宮内という地名は、神社や寺院、洞に囲まれた土地であるという所からきたものだという説と、平安時代に雨乞いのために朝延から宮内郷藤原朝臣某という人が、春日神社に奉幣使として来たところからその名を取った、とする説とがある。
「新編武蔵風土記稿」によれば後者だが、風土記稿に春日社・別当当楽寺(常楽寺)・牛頭天王社・天満宮・五郎社・神明宮・稲荷社・東樹院・高元寺などの多くの寺社が明記されているのを見ると、前者説もすてがたいと思う(明治41〈1908〉年、春日社に、牛頭天王社・天満宮・五郎社・神明宮・稲荷社は合祀された)。

常楽寺(昭和8年)

昭和42・43(1967・68)年にかけて、常楽寺本堂の解体修理が行われた際、春日神社と常楽寺に関する記述がある古文書を、宮内庁の書庫で発見した。

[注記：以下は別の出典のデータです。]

PR #253, opened 2024-08-05
Fix locations in intermediate statements 

Lipen:
This PR fixes some spurious locations mismatches by extracting the recursive calls (such as `EtsAssignStmt(location = loc(), lhv = <recurse>, rhv = <recurse>)`) with `ensureOneAddress` inside them. Without extracting these sub-expressions, `loc()` produces a location that might be "reused" by another `loc()` call inside `ensureOneAddress` (which creates extra assignment statement for complex expressions, thus allocates and fills a location). The proper way of doing it is to ensure that `lhv` and `rhv` are computed (and all necessary extra statements are already created and put inside `currentStmts`) *before* calling `loc()` for the newly created statement.
In fact, not all extractions that were made in this PR are strictly necessary for the correctness, but I just made the code changes uniform and consistent.

### DIFF
--- a/jacodb-ets/src/main/kotlin/org/jacodb/ets/dto/Convert.kt
+++ b/jacodb-ets/src/main/kotlin/org/jacodb/ets/dto/Convert.kt
@@ -180,48 +180,72 @@ class EtsMethodBuilder(
                 }
             }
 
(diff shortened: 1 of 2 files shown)


CaelmBleidd (approved):
LGTM

PR #255, opened 2024-08-06
Update code to match the current ArkAnalyzer

Lipen:
This PR introduces some changes that are necessary to upgrade to the current version of ArkAnalyzer.

- Bump ArkAnalyzer, switch to using a special neo-branch in the fork.
- Update JSON dumps of ArkIR for samples.
- Remove fields initializers. They were moved (as a list of assignments: `this.field := value`) into the special `@instance_init` method.
- Make `MethodDto.body` nullable since it might be absent.
- Support AwaitExpr and YieldExpr.
- Rename CallableType to FunctionType.
- Add JsonElement inside UnknownValueDto.
- Add empty CFG. EtsMethod returns empty CFG when it does not have one.
- Use kotlin("test") for Kotlin-style assertions in tests.


rudolf101 (approved):
🌟 This code shines brighter than my future. Ready for merge!

PR #256, opened 2024-08-07
IR fixes and features improvement

Saloed:
[jacodb-core] Minor: remove unnecessary .toList(), fix typo

[jacodb-core] Make Builders working correctly with same classes from different locations

[jacodb-core] Migrate to Kotlin 1.9.25 and kotlinx.metadata 0.9.0

[jacodb-core] RawInstListBuilder: less strict requirement of types compatibility

When copying locals for a new frame, consider argument of compatible type as a suitable variable. Types are compatible if they both are reference types, or both are primitive types of the same size (32 bits or 64 bits).

[jacodb-core] RawInstListBuilder: never copy argument of different type into new frame

[jacodb-core] RawInstListBuilder: never copy Kotlin's implicit argument "it" into new frame

Inline methods compiled with Kotlin can use single name ("it") for JcRawArguments having different types in different frames. So inheriting of such local from an outer frame can result in an invalid operation.

[jacodb-core] RawInstListBuilder: define two-pass calculation of try-catch handlers' predecessors

This commit changes the way how predecessors of try-catch blocks' handlers are calculated. In some specific cases, there can be several try-catch blocks with single handler. In that case, in order to get rid of the handler predecessors not belonging to all its try-catch blocks, we have to filter them in a separate pass though all try-cache blocks.

[jacodb-core] RawInstListBuilder: for try-catch handlers, use only outside the block predecessors

[jacodb-core] RawInstListBuilder: simplify calculation of predecessor frames for try-catch handlers

Get rid of traversing graph of instructions on calculation of predecessor frames for try-catch handlers. Instead, get correct predecessors of try-catch handlers (outside their blocks) in the buildGraph() method.

[jacodb-core] RawInstListBuilder: extract extension tryCatchBlocks() for a LabelNode

[jacodb-core] RawInstListBuilder: for try-catch handlers, use predecessors' frames outside the block

For a try-catch handler, we should not take predecessor frames from try-catch block itself, but we should try to find suitable predecessor frames outside the block.

[jacodb-core] RawInstListBuilder: correct suitable predecessors' frames for TryCatchBlockNodes handlers

Generally, any instruction in a TryCatchBlockNodes handler can use locals declared outside the block. However, prior to this commit, all predecessors of the handler were instructions from the block only. So for a TryCatchBlockNode handler, we should calculate suitable predecessor frames installed outside the block in addition to those calculated by predecessors from the block.

[jacodb-core] RawInstListBuilder: minor optimization of building CFG for TryCatchBlockNodes

[jacodb-core] RawInstListBuilder: get rid of "dead" instructions, update graph correspondingly

There are no longer frames not connected to the man CFG, so we no longer have a need in "dead instructions". Each instruction has a non-empty list of predecessors.

[jacodb-core] RawInstListBuilder: handle correctly stacks of "dead" frames

There can be some frames not connected to the man CFG. As of now, they are processed correctly - without errors and exceptions. But TODO: completely remove their instructions from instruction list.

[jacodb-core] RawInstListBuilder: never override later stack assignments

(武蔵国稲毛本庄検注目録)
この文書は、平治元(1159)年、稲毛庄(今の宮内から、溝口・登戸方面)という荘園の農地を調べた時のものである。
それによると、当時、稲毛庄には本田、206町6段300歩(1町は約1ha、1段10a)あり、この内、お寺や神社に与えた農地17町5段を除いた189町5段に年貢をかけ、1町あたり絹2疋(1疋は布を計る単位で、約幅50cm・長さ17mくらい)、全部で379疋の年貢を、摂関家(藤原氏)が取るということ、また承安元(1171)年には、新たに新田55町6段240歩が荘園として加えられたことなどが書かれている。
特に年貢を納めなくてもよいとされた、お寺や神社の水田に「春日新宮免2町」という記述があることで、春日神社と藤原氏との関係がわかり、平治元年の前に、すでに建てられていたこともわかる。しかしこの文書だけで、宮内にある春日神社が「春日新宮」である証明にはならない。
ところが、春日神社には古くから一口の青銅鰐口(県重要文化財・神社やお寺の正面につり下げられ、綱をゆすって音を出す丸形の鉄製の道具)が伝えられていて、それに「藤原朝臣氏景(うじかげ)大夫繁森(しげもり)」という人から、武蔵立華郡(たちばなぐん)稲毛本庄春日御宮(かすがいまみや)に寄付します。応永10(1403)年と書かれ、奉納されている。
この事を結びつけると、ほぼ今の春日神社であることがわかる。
また、検注目録の中で「新御願寺(しんごがんじ)」 とあるのは、春日神社に隣接する「春日山常楽寺」の前身であると考えられる。
明治元(1868)年に神仏分離の太政官布告が出され、寺院と神社は分離され、別当、社僧などは廃止され、神社は独自に管理せざるをえなくなった(常楽寺は別当ではなくなる)。
その結果、春日神社の管理は住吉神社(中原区木月)宮司が兼務することになった。

マンガ寺のまんがの一部

マンガ寺のまんがの一部

春日神社の別当だった常楽寺は、今では「まんが寺」(土岐秀宥住職の時から)と呼ばれ、本堂襖をはじめ各部屋の襖、壁に、有名な漫画家の描いた風刺まんが6千点以上が集められている。参観者も多く、見る人々の目を楽しませてくれる。
常楽寺は、縁起によると奈良時代に聖武天皇の御願所として、行基菩薩によって開基されたと伝えられている。
本尊の聖観世音菩薩立像(像高62.5cm)は一木造りで、平安時代の末期に造られている。この他、室町時代の前期に造立された寄木造りの釈迦如来坐像(像高84.6cm)と、木造十二神将像(像高88.6 ~ 99.5cm)があり、いずれも川崎市指定の重要歴史記念物である。真言宗智山派。